5. çok özlediğimizden

24.7K 2.1K 521
                                    

Genç adam uzun uzun çaldığı halde cevaplanmayan çağrısı ile hüzne büründü. Ablasıyla konuşabilmeyi canıgönülden istiyordu. Askerdeyken fazlasıyla özlediği ablasını, bir de beş yıldır görmediğini duymak özlemini iyice arttırmıştı.

Saat farkı olduğu için belki uyuyabileceğini düşündü. Tekrar arayıp aramamak arası da gidip gelirken bu kez ekrana ablasının çağrısı düşünce çocuk gibi sevinerek anne babasına baktı.

- Arıyor!

- Aç oğlum hadi.

Keriman hanım oğlunun haline burukca tebessüm etti.

Yeşil ikona dokunduğunda bir an için konuşamadı Tarık, karşıdan gelecek sesi bekledi derin nefesler alarak sakinleşmeye çalışıyordu bir yandan.

- Alo anne, bu saatte neden aradın, kötü bir şey yok değil mi, Tarık iyi?

- İyiyim abla, sesini duyunca daha iyi oldum.

Genç adamın gözleri dolu dolu olmuştu.

- T.. Tarık sen misin, sen mi aradın beni

- Benim abla, seni çok özledim. Yanımda yoksun.

- Sen beni yanında istermiydin ki ufaklık?

Titreyen sesinden onun da ağladığı belli oluyordu. Tarık iç çekerek konuştu

- Ben ufaklık değilim, evlenmişim, çocuklarım bile var. Otuz olacağım neredeyse.

- Doktor geçici olduğunu söylemişti, hala birşey hatırlamıyor musun?

- Sen doktorumla mı konuştun?

- Sedat Michigan'dan arkadaşım. Seninki gibi ameliyatları kapalı yapabilen ender doktorlardan.

Tarık bu doktora ulaşmalarına ablasının parmağı olduğunu hissetti.

- Bizimle olduğu için çok şanslıyız o halde.

- Evet öyle olmalısınız.

- Abla ben çok kötüyüm. Dün askerdeydim, nişanlıydım, mutluydum. Bu gün nişanlım beni terk etmiş, saçmasapan bir evlilik yapmışım ve iki çocuğum var. Ama sen yoksun.

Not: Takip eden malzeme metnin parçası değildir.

PR #71045, opened 2026-08-04
UI: Fix preventRunningTasks showing as raw i18n key in Clear Task dialogs

### LINKED ISSUE #71007: `runAndTaskActions.options.preventRunningTasks` shows when clearing Tasks rather than proper display text

Airflow Core

### Apache Airflow version

3.2.2

When attempting to clear the Tasks in a DAG, `runAndTaskActions.options.preventRunningTasks` is being displayed at the bottom, rather than "Prevent rerun if task is running".

Image

Proper text should be displayed, which is "Prevent rerun if task is running".

### Operating System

- Tarık evliliğinin saçma sapan olduğunu anlayamadığınız için karına saldırdım. Doktorum ben, sağlık personeline şiddet uygulamaktan hapse girecektim az kalsın. Karın görümcesini şikayet etmedi de kurtuldum. Daha ne yapsaydım söylesene.

- Abla ben çok şaşkınım, yaptığımı duyduğum şeylere inanamıyorum. Üstelik iki çocuk var ortada, geri de dönemiyorum. Ne olur gel. Küçüklüğümdeki gibi elimi tut, bana yardım et.

Birkaç saniye süren sessizlikten sonra Fundanın sesi duyuldu

- Yine beni kandırdın ufaklık, geleyim de arkanı temizleyeyim madem.

Hoparlörden yapılan konuşmaya şahit olan Keriman hanım göz yaşlarını tutamadı. Nihayet birşeyler yoluna giriyor gibiydi. Gelini de yuvasını dağıtmak istemiyorsa biraz kendilerine ayak uyduracaktı artık.

Varoşluğunu, tutuculuğunu görmezden gelirdi kendisi de. Gül gibi geçinir giderlerdi.

Yahya bey de kızının Tarık'a kıyamamasına canıgönülden sevindi. Funda'nın fevri tavırları belki biraz ortalığı karıştırabilirdi ama ne fark ederdi ki zaten yeterince karışıktı ortalık.

Hem zora girince gelinlerinin gerçek karakteri de ortaya çıkardı. Yıllardır sergilediği saygılı, olgun, seviyeli tavırlar gerçek miydi yoksa bir tiyatro mu izlemişlerdi belli olabilirdi.
Sonlanan çağrıyla elindeki telefonu annesine uzattı genç adam.